• _Problem details_: Exactly the lines from the one holding "mikhaelbois: Force of" to the end of the listing, both ends included, make up the expected answer.

• _Material for the task_:
PR #3329, opened 2021-08-06
[PWA-1962] Force resolution of Workbox to v6.0.2

mikhaelbois:
## Description

Workbox 6.2.0 was released yesterday, and our workbox-webpack-plugin dependency has a minor constraint on workbox-build: ^6.0.2, so it’s now picking up workbox-build@6.2.0 which is not backward compatible with 6.0.2.

This causes `yarn build` to fail in scaffolded projects, which our CI picked up.

This is a temporary fix, a better solution will be found in the future.

## Related Issue

Related to https://jira.corp.magento.com/browse/PWA-1962

### Verification Stakeholders

@tjwiebell 

`yarn build` should no longer fail in scaffolding.

### DIFF
--- a/packages/create-pwa/package.json
+++ b/packages/create-pwa/package.json
@@ -29,7 +29,7 @@
   },
   "homepage": "https://github.com/magento/pwa-studio/tree/master/packages/create-pwa#readme",
   "dependencies": {
-    "@magento/pwa-buildpack": "10.0.0-alpha.6",
+    "@magento/pwa-buildpack": "10.0.0-alpha.5",
     "@magento/venia-concept": "11.0.0-alpha.5",
     "chalk": "^2.4.2",
     "change-case": "^3.1.0",
--- a/packages/create-pwa/package.json
+++ b/packages/create-pwa/package.json
@@ -29,7 +29,7 @@
   },
   "homepage": "https://github.com/magento/pwa-studio/tree/master/packages/create-pwa#readme",
   "dependencies": {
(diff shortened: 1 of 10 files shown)


jcalcaben:
@mikhaelbois I think we also need to update: https://github.com/magento/pwa-studio/blob/develop/packages/venia-concept/_buildpack/create.js and add "resolutions" to the list of items to copy from the package.json.

jcalcaben (dismissed):
Code changes look good

Tested locally by running the scaffolding command and checking the `workbox-build` version with `yarn why workbox-build` on the project

packages/create-pwa/package.json
```diff
@@ -29,7 +29,7 @@
   },
   "homepage": "https://github.com/magento/pwa-studio/tree/master/packages/create-pwa#readme",
   "dependencies": {
-    "@magento/pwa-buildpack": "10.0.0-alpha.5",
+    "@magento/pwa-buildpack": "10.0.0-alpha.6",
```
tjwiebell, line 32: Our version bumps are automated in AWS, and I'm not sure if the jobs would break with these manual bumps. You'll likely need to undo all these, but was there a reason this was necessary?

mikhaelbois: Force of habit of updating versions when we apply a modification. I'll remove it now.

jcalcaben (approved):

anthoula:
QA Approved 👍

• _Response_:
mikhaelbois: Force of habit of updating versions when we apply a modification. I'll remove it now.

jcalcaben (approved):

anthoula:
QA Approved 👍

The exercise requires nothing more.